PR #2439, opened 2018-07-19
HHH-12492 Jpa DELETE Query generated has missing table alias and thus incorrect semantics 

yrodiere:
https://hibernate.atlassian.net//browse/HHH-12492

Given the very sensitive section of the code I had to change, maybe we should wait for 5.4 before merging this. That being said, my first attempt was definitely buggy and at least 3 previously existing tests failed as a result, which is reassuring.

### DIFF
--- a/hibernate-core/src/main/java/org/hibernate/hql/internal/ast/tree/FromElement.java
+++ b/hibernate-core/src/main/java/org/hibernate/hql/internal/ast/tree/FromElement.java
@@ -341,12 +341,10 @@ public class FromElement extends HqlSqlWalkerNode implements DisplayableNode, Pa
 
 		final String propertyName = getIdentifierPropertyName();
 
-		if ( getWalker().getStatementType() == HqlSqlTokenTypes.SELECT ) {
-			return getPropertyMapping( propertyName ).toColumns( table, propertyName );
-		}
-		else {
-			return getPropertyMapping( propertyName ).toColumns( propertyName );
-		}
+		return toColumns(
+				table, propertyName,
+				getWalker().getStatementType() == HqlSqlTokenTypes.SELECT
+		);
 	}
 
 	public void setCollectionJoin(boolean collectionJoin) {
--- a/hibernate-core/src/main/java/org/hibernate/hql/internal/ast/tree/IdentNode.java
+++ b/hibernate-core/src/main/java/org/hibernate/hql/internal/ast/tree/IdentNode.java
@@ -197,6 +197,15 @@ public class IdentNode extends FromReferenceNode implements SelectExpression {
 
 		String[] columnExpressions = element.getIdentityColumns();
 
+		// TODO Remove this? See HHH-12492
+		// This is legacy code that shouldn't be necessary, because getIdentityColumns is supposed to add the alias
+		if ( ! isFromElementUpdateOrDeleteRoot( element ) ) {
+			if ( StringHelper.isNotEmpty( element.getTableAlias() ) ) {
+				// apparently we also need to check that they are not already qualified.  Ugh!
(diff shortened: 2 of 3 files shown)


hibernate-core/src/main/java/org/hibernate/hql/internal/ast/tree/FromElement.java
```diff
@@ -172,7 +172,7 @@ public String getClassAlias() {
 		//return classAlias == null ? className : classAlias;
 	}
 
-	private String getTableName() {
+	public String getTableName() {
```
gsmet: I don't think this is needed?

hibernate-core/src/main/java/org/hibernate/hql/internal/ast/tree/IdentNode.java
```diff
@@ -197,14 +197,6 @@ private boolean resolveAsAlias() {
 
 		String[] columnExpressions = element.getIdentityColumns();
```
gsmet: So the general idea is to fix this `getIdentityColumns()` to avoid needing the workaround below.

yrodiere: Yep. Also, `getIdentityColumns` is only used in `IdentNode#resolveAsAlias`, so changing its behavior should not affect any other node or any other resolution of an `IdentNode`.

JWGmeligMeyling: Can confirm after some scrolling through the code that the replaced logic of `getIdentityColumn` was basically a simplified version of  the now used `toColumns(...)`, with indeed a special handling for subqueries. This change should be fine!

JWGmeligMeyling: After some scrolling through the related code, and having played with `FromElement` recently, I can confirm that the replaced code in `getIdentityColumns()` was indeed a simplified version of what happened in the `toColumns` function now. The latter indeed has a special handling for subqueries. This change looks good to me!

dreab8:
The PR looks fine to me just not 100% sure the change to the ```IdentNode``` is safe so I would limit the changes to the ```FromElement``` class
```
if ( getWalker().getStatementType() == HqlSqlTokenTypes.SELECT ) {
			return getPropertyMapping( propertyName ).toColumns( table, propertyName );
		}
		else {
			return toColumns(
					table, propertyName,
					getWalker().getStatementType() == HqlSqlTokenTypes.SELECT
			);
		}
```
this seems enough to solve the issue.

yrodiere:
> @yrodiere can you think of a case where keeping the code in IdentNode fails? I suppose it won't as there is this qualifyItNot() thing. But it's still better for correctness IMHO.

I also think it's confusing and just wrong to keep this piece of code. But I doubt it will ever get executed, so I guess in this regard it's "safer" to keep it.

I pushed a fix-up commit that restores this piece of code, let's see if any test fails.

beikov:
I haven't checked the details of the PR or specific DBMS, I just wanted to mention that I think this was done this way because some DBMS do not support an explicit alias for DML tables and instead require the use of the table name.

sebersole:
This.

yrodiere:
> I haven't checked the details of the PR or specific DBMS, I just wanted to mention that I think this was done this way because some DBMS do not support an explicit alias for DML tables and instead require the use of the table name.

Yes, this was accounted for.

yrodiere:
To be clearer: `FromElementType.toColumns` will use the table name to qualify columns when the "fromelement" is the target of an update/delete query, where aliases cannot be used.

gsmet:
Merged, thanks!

**Aim of the task**
Show all lines above holding "will".

**Response to this exercise**
I also think it's confusing and just wrong to keep this piece of code. But I doubt it will ever get executed, so I guess in this regard it's "safer" to keep it.
To be clearer: `FromElementType.toColumns` will use the table name to qualify columns when the "fromelement" is the target of an update/delete query, where aliases cannot be used.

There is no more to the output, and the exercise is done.